NCC declined to comment about whether it’s trying to sign rep deals with Dish and Verizon. Xandr’s Leifer said, “we’re looking to grow our footprint.”
But aggregating addressable supply is more complicated than signing a rep deal. MVPDs use different technology, pricing, reporting and measurement, and as buyers get more sophisticated in addressable, working with multiple technologies could get messy.
“It’s one thing to make a joint buy with an off-the-shelf-segment,” said Mike Bologna, President at Cadent. “It gets complicated when you’re creating custom segments that need to be matched against various systems, measured through the same provider and brought together.”
The end game
Despite their growing scale, the game doesn’t end with Xandr, NCC, Dish and Verizon.
Networks are finding ways to make their supply addressable without MVPDs. Project OAR, a consortium launched in March by Vizio and major TV networks, aims to use and automatic content recognition technology (ACR) to define technical standards for addressable TV ad sales and deliver addressable ads across Vizio’s 10.5 million smart TVs by 2020.
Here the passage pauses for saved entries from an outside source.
PR #1561, opened 2022-12-05
Third-party bumps

NiLuJe:
* FBInk 1.25.0 (look, a tag! :D).
* KoboUSBMS 1.3.5
* SQLite 3.40.0
* LuaJIT 20221201
* luafilesystem w/ precission loss patch (re: https://github.com/koreader/koreader/issues/9860)

- - -
This change is [Reviewable](https://reviewable.io/reviews/koreader/koreader-base/1561)

### DIFF
--- a/Makefile
+++ b/Makefile
@@ -111,7 +111,10 @@ $(OUTPUT_DIR)/libs/libkoreader-input.so: input/*.c input/*.h $(if $(or $(KINDLE)
 $(OUTPUT_DIR)/libs/libkoreader-lfs.so: \
 			$(if $(USE_LUAJIT_LIB),$(LUAJIT_LIB),) \
 			luafilesystem/src/lfs.c
+	# Avoid precision loss on 32-bit arches (LFS is always built w/ LARGEFILE support, but lua_Integer is always a ptrdiff_t, which is not wide enough).
+	-patch -d luafilesystem -t -N --no-backup-if-mismatch -r - -p1 < patches/lfs-pushnumber-for-wide-types.patch
 	$(CC) $(DYNLIB_CFLAGS) -o $@ luafilesystem/src/lfs.c $(LUAJIT_LIB_LINK_FLAG)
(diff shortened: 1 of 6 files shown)


Frenzie (approved):
What about upstream lfs?

Makefile
```diff
@@ -111,7 +111,10 @@ $(OUTPUT_DIR)/libs/libkoreader-input.so: input/*.c input/*.h $(if $(or $(KINDLE)
 $(OUTPUT_DIR)/libs/libkoreader-lfs.so: \
 			$(if $(USE_LUAJIT_LIB),$(LUAJIT_LIB),) \
 			luafilesystem/src/lfs.c
+	# Avoid precision loss on 32-bit arches (LFS is always built w/ LARGEFILE support, but lua_Integer is always a ptrdiff_t, which is not wide enough).
+	-patch -d luafilesystem -t -N --no-backup-if-mismatch -r - -p1 < patches/lfs-pushnumber-for-wide-types.patch
 	$(CC) $(DYNLIB_CFLAGS) -o $@ luafilesystem/src/lfs.c $(LUAJIT_LIB_LINK_FLAG)
+	-patch -d luafilesystem -t -R --no-backup-if-mismatch -r - -p1 < patches/lfs-pushnumber-for-wide-types.patch
```
poire-z, line 117: Twice ?
(I guess the leading dash is a Makefile thing, and not a typo, or a command line option that would be missing a continuation `\` on the previous line.)

NiLuJe: The second one is to revert it so as not to pollute the git status.

The leading dot is to allow failure in case shit goes wrong somewhere and we attempt to apply it again while it's already applied ;).

NiLuJe:
> What about upstream lfs?

I'd like to see how it fares in the wild first ;).

(Plus, there's the fact that lua_Integer does point to a real integer type on Lua 5.3+ for upstream).

PR #1565, opened 2022-12-15
djvulibre: don't mangle locales

NiLuJe:
It's generally a bad idea, because this runs in our main thread, and locales in POSIX are a mess.

May help w/ https://github.com/koreader/koreader/issues/9918

- - -
This change is [Reviewable](https://reviewable.io/reviews/koreader/koreader-base/1565)


NiLuJe:
Picked a few upstream fixes while I was in there ;o).

thirdparty/djvulibre/CMakeLists.txt
```diff
@@ -38,6 +38,13 @@ if(DEFINED ENV{ANDROID})
     set(PATCH_CMD3 "${KO_PATCH} ${CMAKE_CURRENT_SOURCE_DIR}/android.patch")
 endif()
 
+# Pick a few fixes from upstream
+set(PATCH_CMD4 "${KO_PATCH} ${CMAKE_CURRENT_SOURCE_DIR}/djvulibre-3.5.28-to-6a1e5.patch")
```
Frenzie, line 42: Umm… why?

Frenzie: I mean, why not just write `6a1e5ba1` some 5 lines down instead of some convoluted patch.

NiLuJe: Honestly? To make sure the diff applied cleanly? ;o)

NiLuJe: Oh, that :D. Yeah, generated the patch before checking that we used the git repo and not a tarball :D.

thirdparty/djvulibre/djvulibre-no-locale-mangling.patch
```diff
@@ -0,0 +1,62 @@
...
+--- a/tools/common.h
++++ b/tools/common.h
+@@ -76,8 +76,6 @@
+        djvu_programname(argv[0]); } while (0)
+ #else
+ # define DJVU_LOCALE do {          \
+-       setlocale(LC_ALL,"");       \
+-       setlocale(LC_NUMERIC,"C");  \
+        djvu_programname(argv[0]); } while (0)
+ #endif
```
Frenzie, line 61: This one does seem a bit curious and in need of patching.

thirdparty/djvulibre/djvulibre-no-locale-mangling.patch
```diff
@@ -0,0 +1,62 @@
...
+@@ -88,14 +88,7 @@
+ #endif
+ #include <ctype.h>
+ 
+-#ifndef LC_NUMERIC          //MingW
+-# undef DO_CHANGELOCALE
+-# define LC_NUMERIC 0
+-#endif
+-#ifndef DO_CHANGELOCALE
+-# define DO_CHANGELOCALE 0
```
Frenzie, line 14: Might be better to just `-DDO_CHANGELOCALE=0` or whatever instead of doing a patch that needs to be maintained? (Although this particular dependency is fairly static.)

Frenzie (approved):
lgtm, but I think the patch to libdjvu/GString.cpp may not be necessary as stated in the comment

thirdparty/djvulibre/djvulibre-no-locale-mangling.patch
NiLuJe: Yeah, I went with the nuclear option just to be safe (and because I already had a patch to generate anyway).

thirdparty/djvulibre/djvulibre-no-locale-mangling.patch
NiLuJe: It should only affect tools, though, which we probably doesn't use ;o).

The likely culprit is likely the context creation once, I would imagine.

(Again, I did a very wide sweep just to be safe).

thirdparty/djvulibre/djvulibre-no-locale-mangling.patch
Frenzie: Alright.

thirdparty/djvulibre/djvulibre-no-locale-mangling.patch
Frenzie: I didn't look at the context in detail, common.h does sound quite, ahem, common though xp

PR #1566, opened 2022-12-18
Enable gsensor EVT_ORIENTATION events on modern Pocketbook devices with InkView version 6.7

rjd22:
This enabled the GSensor for modern PocketBook devices using the still unreleased firmware 6.7 and later.

This change is [Reviewable](https://reviewable.io/reviews/koreader/koreader-base/1566)

### DIFF
--- a/ffi/input_pocketbook.lua
+++ b/ffi/input_pocketbook.lua
@@ -163,7 +163,7 @@ function input:open()
         return
     end
 
-    -- This enables the inkview orientation events to be send to translateEvent
+    -- This enables the inkview orientation events to be sent to translateEvent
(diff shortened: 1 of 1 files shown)


ffi/input_pocketbook.lua
```diff
@@ -147,6 +147,10 @@ function input:open()
         inkview.iv_setup_gsensor()
         return
     end
+
+    -- This enables the inkview orientation events to be send to translateEvent
```
NiLuJe, line 151: nit: sen***t*** ;).

rjd22:
This should be good to go now. Fix for koreader is also incoming.

NiLuJe (approved):

PR #1568, opened 2022-12-20
Groundwork for a refactor of gyro handling

NiLuJe:
Namely, we only handle a *single* protocol in Input, a custom one (as there's no real standard), based on a custom `EV_MSC` event code, `MSC_GYRO`.

The translation is left to Device implementations, keeping platform-specific code out of Input.

Since that happens to happen in base for PocketBook, do it here ;). (re: https://github.com/koreader/koreader/pull/9873)

- - -
This change is [Reviewable](https://reviewable.io/reviews/koreader/koreader-base/1568)


ffi/custom_input_h.lua
```diff
@@ -0,0 +1,19 @@
...
+-- (i.e., this is how the device is *physically* oriented).
+ffi.cdef[[
+static const int EV_SDL = 83;
+
+static const int MSC_GYRO = 71;
+
+static const int DEVICE_ORIENTATION_UPRIGHT = 0;
+static const int DEVICE_ORIENTATION_CLOCKWISE = 1;
+static const int DEVICE_ORIENTATION_UPSIDE_DOWN = 2;
+static const int DEVICE_ORIENTATION_COUNTER_CLOCKWISE = 3;
```
rjd22, line 18: Question: is there a reason we name these differently from the ones that are in screen? Naming them differently requires extra mental mapping IMO.

rjd22 (approved):

ffi/custom_input_h.lua
NiLuJe: Mainly because I'm not entirely happy with the framebuffer ones ;p.

But,byeah, probably too late for that, will tweak this evening.

NiLuJe: I went with the nuclear option and actually renamed the Screen ones, mwahahahaha :}.

Frenzie: Is there some kind of internal kernel name btw or just the 0, 1, 2, 3?

NiLuJe: Yup, in `<linux/fb.h>`:

https://github.com/torvalds/linux/blob/b6bb9676f2165d518b35ba3bea5f1fcfc0d969bf/include/uapi/linux/fb.h#L231-L237

NiLuJe: Which is why you see me peppering UR, CW, UD, CCW comments everywhere ;).

rjd22: > I went with the nuclear option and actually renamed the Screen ones, mwahahahaha :}.

Good God... The man has gone insane... :P

NiLuJe (commented):
> Reviewed 2 of 4 files at r1, 5 of 5 files at r2, all commit messages.
> *[Reviewable](https://reviewable.io/reviews/koreader/koreader-base/1568)* status: all files reviewed, 1 unresolved discussion (waiting on @Frenzie)

rjd22 (approved):

PR #1572, opened 2023-01-12
Move natural sorting algorithm to ffi/util

NiLuJe:
And implemented the hardened variant by Egor Skriptunoff

- - -
This change is [Reviewable](https://reviewable.io/reviews/koreader/koreader-base/1572)

### DIFF
--- a/ffi/util.lua
+++ b/ffi/util.lua
@@ -705,6 +705,42 @@ function util.orderedPairs(t)
     return orderedNext, t, nil
 end
 
+
+--[[--
+Natural sorting functions, for use with table.sort
+<http://notebook.kulchenko.com/algorithms/alphanumeric-natural-sorting-for-humans-in-lua>
+--]]
+-- Original implementation by Paul Kulchenko
+--[[
+local function addLeadingZeroes(d)
+    local dec, n = string.match(d, "(%.?)0*(.+)")
+    return #dec > 0 and ("%.12f"):format(d) or ("%s%03d%s"):format(dec, #n, n)
+end
+function util.natsort(a, b)
+    return tostring(a):gsub("%.?%d+", addLeadingZeroes)..("%3d"):format(#b)
+            < tostring(b):gsub("%.?%d+", addLeadingZeroes)..("%3d"):format(#a)
+end
+--]]
+-- Hardened (but more expensive) implementation by Egor Skriptunoff, with an UTF-8 tweak by Paul Kulchenko
+local function natsort_conv(s)
+    local res, dot = "", ""
+    for n, m, c in tostring(s):gmatch("(0*(%d*))(.?)") do
+        if n == "" then
+            dot, c = "", dot..c
+        else
+            res = res..(dot == "" and ("%03d%s"):format(#m, m)
+                                   or "."..n)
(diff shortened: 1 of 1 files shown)


NiLuJe:
RFC: This implementation fixes minor inconsistencies (quoting Kulchenko's example):

> when a number in one string is in a position where a number is absent in some other string. For example: when sorting `{"dir\\file.lua", "dir2\\file.lua", "dir3\\file.lua", "dir3\\file2.lua"}` using the algorithm above, you'd get `{"dir2\\file.lua", "dir3\\file.lua", "dir3\\file2.lua", "dir\\file.lua"}`, which is probably not what you'd expect.

> If you sort the same table using this function, you'll get the sorted table you'd likely expect: `{"dir\\file.lua", "dir2\\file.lua", "dir3\\file.lua", "dir3\\file2.lua"}`.

The drawback being that it is roughly twice as expensive. Now, I don't actually use this myself in the FM, but when trying it on a H2O, the delay is noticeable.
Should we care?
Should we keep both imps and use the faster one in the FM?

poire-z:
Any reason for this to be in ffi/util.lua if it relies on nothing C/ffi ? Could be in frontend/util.lua, no ? Or is it used in base/ ?

NiLuJe:
I waffled a bit on that one; the `strcoll` stuff is in base, but it makes sense, because it's actually C (... sometimes ;p).

So, absolutely no objection about moving this to front if you guys prefer it that way ;).

poire-z:
> the strcoll stuff is in base

What uses that strcoll stuff? And shouldn't that "what" then use this new natsort stuff?

NiLuJe:
> What uses that strcoll stuff? And shouldn't that "what" then use this new natsort stuff?

The FM (via FileChooser, which is where the sorting method selection is implemented).

And ReaderDictionary, for... something :D

poire-z:
> And ReaderDictionary, for... something :D

I guess for the initial sorting of dictionary names (a metadata string in the .ifo).

No idea how strcol does different from your natural sorting, so I too can't answer what you didn't answer :):

> And shouldn't that "what" then use this new natsort stuff?

NiLuJe:
> And shouldn't that "what" then use this new natsort stuff?

Well, it already does?

poire-z:
> Well, it already does?

Uh, but it doesn't if it uses strcol ? :)

But strcol is different than natural sorting (which just deal with numbers), as it's about the locale:
https://www.man7.org/linux/man-pages/man3/strcoll.3.html
```
       The comparison is based on strings interpreted
       as appropriate for the program's current locale for category
       LC_COLLATE.  
```

So, probably not replaceable by your naturalsort stuff.

poire-z:
> The reasoning was that it miiiight be used in base, theoretically, but, yeaaaah ;p.
So, absolutely no objection about moving this to front if you guys prefer it that way ;).

But yes, if it does not need any C/ffi, and is somehow unrelated in purpose to strcol, and we may only need natural-sorting stuff for UI display, better in frontend/util.lua.

NiLuJe:
Everything's now in front @ https://github.com/koreader/koreader/pull/10023 ;).

PR #1576, opened 2023-02-04
mxcfb: Implement fenced updates modes ([partial] & [ui])

NiLuJe:
There's no per-update flag on mxcfb (instead there are global no-merge UPDATE_SCHEME modes). Since we don't want to mess with the global mode, we fake the fencing via explicit wait_for ioctl usage. To account for devices with broken wait_for ioctl (since those happen to be the target for testing this implementation), we force a much larger sleep than usual for the pre- fence (250 instead of 2.5ms).

Re: https://github.com/koreader/koreader/issues/9806#issuecomment-1416827447

- - -
This change is [Reviewable](https://reviewable.io/reviews/koreader/koreader-base/1576)

### DIFF
--- a/ffi/framebuffer_mxcfb.lua
+++ b/ffi/framebuffer_mxcfb.lua
@@ -227,11 +227,11 @@ local function kindle_mxc_wait_for_update_submission(fb, marker)
     return C.ioctl(fb.fd, C.MXCFB_WAIT_FOR_UPDATE_SUBMISSION, fb.submission_data)
 end
 
--- Stub version that simply sleeps for 1ms
--- This is roughly five times the amount of time a real *NOP* WAIT_FOR_UPDATE_COMPLETE would take.
+-- Stub version that simply sleeps for 2.5ms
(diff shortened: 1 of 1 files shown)


poire-z:
I don't understand any of this, and that's fine :)
I always wondered, but never thought of asking, when seeing these "mech_": what does "mech" means ? Mechanical (meaning hardware ? but why not hw_ then ? :) or something else ?

NiLuJe:
> what does "mech" means ?

That's a very good question :D. No idea, it was like that when I came in ;p.

(I would assume it means "mechanism" though, but that's admittedly not great ;p. Never really paid any attention to it, though, I'm used to it by now ^^).

Frenzie:
I think it's semaphore terminology, or something along those lines. But I don't really know much about those things.

https://www.guru99.com/semaphore-in-operating-system.html ("signaling mechanism")
https://docs.kernel.org/scheduler/completion.html ("synchronization mechanism")

PR #1578, opened 2023-02-05
reduce disk usage of thirdparty build directories

benoit-pierre:
- shallower clones
- sparse checkouts for the initial repos
- support not fetching/setting up any submodules
- disable all OpenSSL submodules (not used)
- only fetch/checkout the MuPDF submodules that are needed

Stats after building 3 versions (emulator debug & release versions, kindlepw2 release version):

|                                                  | master |     PR |
| -------------------------                        | ------:|-------:|
| `thirdparty/*/build/git_checkout`                |   2.6G |   296M |
| `thirdparty/*/build/x86_64-pc-linux-gnu`         |   3.2G |   1.5G |
| `thirdparty/*/build/x86_64-pc-linux-gnu-debug`   |   3.6G |   2.0G |
| `thirdparty/*/build/arm-kindlepw2-linux-gnueabi` |   3.5G |   1.8G |
| `thirdparty/*/build`                             |  13.0G |   5.5G |

Still high, but much better.

- - -
This change is [Reviewable](https://reviewable.io/reviews/koreader/koreader-base/1578)

### DIFF
--- a/thirdparty/cmake_modules/koreader_thirdparty_git.cmake
+++ b/thirdparty/cmake_modules/koreader_thirdparty_git.cmake
@@ -1,24 +1,28 @@
 find_package(Git)
 
 function(_ko_write_gitclone_script script_filename git_EXECUTABLE git_repository git_tag git_submodules src_name work_dir build_source_dir gitclone_infofile gitclone_stampfile)
+
+# Default depth
+set(git_clone_depth 50)
+
+set(clone_checkout "${work_dir}/${src_name}")
+
   file(WRITE ${script_filename}
 "if(\"${git_tag}\" STREQUAL \"\")
   message(FATAL_ERROR \"Tag for git checkout should not be empty.\")
 endif()
 
-# Default depth
-set(git_clone_depth 50)
+######################################################################
+# 1. if not cloned before, do it
+# 2. try to checkout the requested revision 3 times:
+#   - if the 1st try fails: try to fetch only the requested revision
+#   - if the 2nd try fails: try to unshallow the repository
+#   - if the 3rd try fails: game over…
+# 3. update the requested sub-modules
+# 4. copy everything over to source directory
+######################################################################
 
 set(run 0)
-
-######################################################################
-# 1. if not cloned before, do a git clone
-# 2. are we already at the given commit hash?
-#   2.1. checkout to the given commit hash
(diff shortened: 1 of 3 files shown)


thirdparty/cmake_modules/koreader_thirdparty_git.cmake
```diff
@@ -69,79 +60,76 @@ if(should_clone)
   if(error_code)
     message(FATAL_ERROR \"Failed to clone repository: '${git_repository}'\")
   endif()
+  execute_process(
+    COMMAND \"${git_EXECUTABLE}\" -C \"${clone_checkout}\" sparse-checkout init
```
Frenzie, line 64: This isn't supported yet. But thanks for providing the update.

Frenzie (changes requested):
Not about this PR which is exactly according to plan but blocked until the Android image is updated.

thirdparty/cmake_modules/koreader_thirdparty_git.cmake
benoit-pierre: Note: the code should be robust to `sparse-checkout` not being supported (exit codes are ignored for that reason).

Frenzie:
It's a bit unclear to me how you managed to make CircleCI not run. Do you have any idea?

Frenzie:
Eh well, I think it's fine with a quick try, though it's lacking the peace of mind of having a multitude of configurations checked.

Now running on master: https://github.com/koreader/koreader-base/runs/11450672853

benoit-pierre:
> It's a bit unclear to me how you managed to make CircleCI not run. Do you have any idea?

No idea, but from past experience Circle CI can be a bit funky.

benoit-pierre:
Have you considered converting those jobs to use Github Actions?

benoit-pierre:
No looking good on master...

benoit-pierre:
I'm looking into it, seems like mupdf is missing some variables (e.g. `SYS_LIBJPEG_LIBS`).

Frenzie:
> Have you considered converting those jobs to use Github Actions?

GitHub Actions is unfortunately not fit for purpose. See https://github.com/koreader/koreader-base/pull/1442#issuecomment-1004197219 and https://github.com/koreader/koreader-base/pull/1464.

PR #1583, opened 2023-02-16
ffiUtil: Don't branch on ffi.os at runtime

NiLuJe:
We're unlikely to change OS at runtime ;o).

- - -
This change is [Reviewable](https://reviewable.io/reviews/koreader/koreader-base/1583)


NiLuJe:
There are a few drive-by simplifications (no need to cast a `char[]` to `char*`, that's only needed for Lua strings; no need for ffi.copy for a Lua -> C string conversion, `ffi.new` handles constructors).

NiLuJe (commented):
> Reviewed 2 of 2 files at r2, all commit messages.
> *[Reviewable](https://reviewable.io/reviews/koreader/koreader-base/1583)* status: :shipit: complete! all files reviewed, all discussions resolved (waiting on @NiLuJe)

And Nielsen is making its own addressable TV play with Sorenson Media, the advanced TV platform it acquired in February; Gracenote, the ACR technology it acquired in 2016; and TV privacy software Qterics, which is embedded in 90 million homes.
But it’s early days for those efforts, leaving the rest of the $70 billion TV market that’s not yet addressable up for grabs.
“Very little has ever been bought that way,” Scheppach said. “There are a lot of technical hurdles.”
While the industry shakes out, what’s clear is buyers will want a less fragmented way to access addressable TV, and both Xandr and NCC want to own that consolidated platform.
“It’s great to know that you’re talking with one voice in the market,” Leifer said. “That’s what it’s all about for advertisers.”
Today, the ecosystem is manageable, Horizon’s Rose said. But addressable spend is still low and buyers are mostly obscured from the complexities of aggregating supply. As digital buyers accustomed to working with digital platforms enter the advanced TV space, they’ll have less patience for fragmentation, Bologna said.
“Agencies will be looking for a platform-based solution,” he said. “There’s certainly a need for consolidated representation.”